Een slachtoffer van de Toeslagenaffaire heeft de Staat in kort geding gedagvaard wegens het uitblijven van een (overgangs)regeling voor door de Toeslagenaffaire gedupeerde ex-partners. De eiser in deze zaak, Roger Derikx, komt vanwege een formaliteit niet in aanmerking voor de regeling die de Staat voor slachtoffers heeft opgetuigd (de zogenaamde Catshuisregeling). Alleen de officiële aanvrager van de kinderopvangtoeslag komt daarvoor in aanmerking. Tevens gedupeerde ex-partners van de officiële aanvrager, zoals Derikx, vallen buiten de regeling. Dit gaat naar schatting om 7.000 tot 9.800 personen. De regering erkent dat voor deze ex-partners een speciale regeling moet komen en heeft deze ook voorgelegd aan de Tweede Kamer, maar heeft niet voorzien in een overgangsregeling om te voorkomen dat deze gedupeerden in de tussentijd nog meer schade lijden.

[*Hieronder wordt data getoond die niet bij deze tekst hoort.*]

PR #2553, opened 2025-09-09
feat: add wildcard support to the plan

barakmich:
Dependent upon #2552


internal/services/integrationtesting/query_plan_consistency_test.go
```diff
@@ -127,13 +127,13 @@ func runQueryPlanAssertions(t *testing.T, handle *queryPlanConsistencyHandle) {
 
 							switch entry.expectedPermissionship {
 							case v1.CheckPermissionResponse_PERMISSIONSHIP_CONDITIONAL_PERMISSION:
-								require.Equal(len(rels), 1)
+								require.Equal(1, len(rels))
```
tstirrat15: `require.Len`

pkg/query/datastore.go
```diff
@@ -36,6 +36,13 @@ func (r *RelationIterator) buildSubjectRelationFilter() datastore.SubjectRelatio
 }
 
 func (r *RelationIterator) CheckImpl(ctx *Context, resources []Object, subject ObjectAndRelation) (RelationSeq, error) {
+	// If the subject type doesn't match the base relation type, return no results
+	if subject.ObjectType != r.base.Type {
```
tstirrat15, line 40: Why was this branch necessary?

pkg/query/union.go
```diff
@@ -36,17 +36,29 @@ func (u *Union) CheckImpl(ctx *Context, resources []Object, subject ObjectAndRel
...
+				seen[key] = rel
+			}
 		}
 	}
 
+	// Convert map to slice
+	deduplicated := make([]Relation, 0)
+	for _, rel := range seen {
+		deduplicated = append(deduplicated, rel)
+	}
```
tstirrat15: https://pkg.go.dev/maps#Values

tstirrat15: Unless a slice is needed specifically?

pkg/query/wildcard.go
```diff
@@ -0,0 +1,118 @@
...
+		},
+	}
+
+	reader := ctx.Datastore.SnapshotReader(ctx.Revision)
+
+	relIter, err := reader.QueryRelationships(ctx, filter,
+		options.WithSkipCaveats(w.base.Caveat == ""),
+		options.WithSkipExpiration(!w.base.Expiration),
+		options.WithQueryShape(queryshape.CheckPermissionSelectDirectSubjects),
+	)
```
tstirrat15: I'm surprised to see a direct reference to the datastore here rather than it being delegated forward to the datastore iterator. Is that because there really isn't anything else that you can do with a wildcard?

pkg/query/datastore.go
barakmich: Technically not, just a quick optimization if there's no way to satisfy the check.

pkg/query/wildcard.go
barakmich: Yeah; the other way to do this is to combine it into the datastore, which may be the better option actually. I'll do that.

Roger Derikx was tussen 2008 en 2014 getrouwd. Hij en zijn partner hebben twee kinderen voor wie zij vanaf 2005 kinderopvangtoeslag aanvroegen. Vanaf 2010 werden zij als fraudeur bestempeld en herhaaldelijk geconfronteerd met terugvorderingen door de Belastingdienst, waardoor zij in ernstige schuldenproblematiek terechtkwamen. De spanningen en financiële problemen leidden uiteindelijk tot hun scheiding in 2014. Na de scheiding ondervonden beiden de gevolgen van de schuldenproblematiek waarin zij door overheidsfalen terecht waren gekomen. De gevolgen waren zo ernstig dat Derikx zelfs jaren geen woning had.

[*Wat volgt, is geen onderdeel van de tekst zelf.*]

PR #2555, opened 2025-09-10
chore: improve rows.Err linter check

miparnisari:
## Description

From https://github.com/authzed/spicedb/pull/2526#issuecomment-3221437946

### DIFF
--- a/internal/datastore/crdb/pool/pool.go
+++ b/internal/datastore/crdb/pool/pool.go
@@ -172,7 +172,11 @@ func (p *RetryPool) QueryFunc(ctx context.Context, rowsFunc func(ctx context.Con
 			return err
 		}
 		defer rows.Close()
-		return rowsFunc(ctx, rows)
+		err = rowsFunc(ctx, rows)
+		if err != nil {
+			return err
+		}
+		return rows.Err()
 	})
 }
 
--- a/internal/datastore/postgres/common/pgx.go
+++ b/internal/datastore/postgres/common/pgx.go
@@ -278,7 +278,11 @@ func (t *QuerierFuncs) QueryFunc(ctx context.Context, rowsFunc func(ctx context.
 		return err
 	}
 	defer rows.Close()
-	return rowsFunc(ctx, rows)
+	err = rowsFunc(ctx, rows)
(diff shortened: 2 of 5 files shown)


internal/datastore/crdb/pool/pool.go
```diff
@@ -172,7 +172,11 @@ func (p *RetryPool) QueryFunc(ctx context.Context, rowsFunc func(ctx context.Con
 			return err
 		}
 		defer rows.Close()
-		return rowsFunc(ctx, rows)
+		err = rowsFunc(ctx, rows)
```
miparnisari, line 175: there is at least one `rowsFunc` that I saw is not handling `rows.Err`. i thought it was sensible to do this check outside so as to safeguard against that _and_ future changes, but i'm open to changing each individual callee.

josephschorr: I think we need to check for the error here first; if we get back an `err`, return that. Otherwise, check the `rows.Err()`

internal/datastore/postgres/common/pgx.go
```diff
@@ -278,7 +278,11 @@ func (t *QuerierFuncs) QueryFunc(ctx context.Context, rowsFunc func(ctx context.
 		return err
 	}
 	defer rows.Close()
-	return rowsFunc(ctx, rows)
+	err = rowsFunc(ctx, rows)
```
josephschorr, line 281: ditto

tools/analyzers/iferrafterrowclosecheck/iferrafterrowclosecheck.go
```diff
@@ -129,40 +123,3 @@ func hasImmediateErrorCheck(closeStmt *ast.ExprStmt, rowsName string, stack []as
 
 	return false
 }
-
-func isStatementRightAfter(first nodeAndStack, second nodeAndStack) bool {
```
josephschorr, line 133: why remove this?

miparnisari: unused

In 2020 hebben zowel Derikx als zijn ex-vrouw zich als gedupeerden bij de Belastingdienst gemeld. Als gevolg van deze aanmelding werd een zogenaamd tijdelijk schuldenmoratorium van kracht, dat werkt als een pauzeknop om te voorkomen dat gedupeerden in afwachting van de beoordeling van de Belastingdienst nog verder in de problemen komen. Derikx heeft zijn leven in die periode weer kunnen oppakken. Hij vond werk en huurt sinds 1 mei 2021 weer een eigen woning. Op 11 mei 2021 stuurde de Belastingdienst hem echter een voornemen om zijn aanvraag voor de Catshuisregeling af te wijzen, omdat hij niet de officiële aanvrager was van de toeslagen. Zijn ex-vrouw, die de officiële aanvrager was, werd wel erkend als gedupeerde. Na de afwijzing is ook het schuldenmoratorium gestopt. Hierdoor is Derikx tussen wal en schip terechtgekomen. Hij voldoet aan de eisen voor de ex-partnerregeling die voorligt bij de Tweede Kamer, maar omdat die nog niet officieel is aangenomen kan hij hier nog geen beroep op doen.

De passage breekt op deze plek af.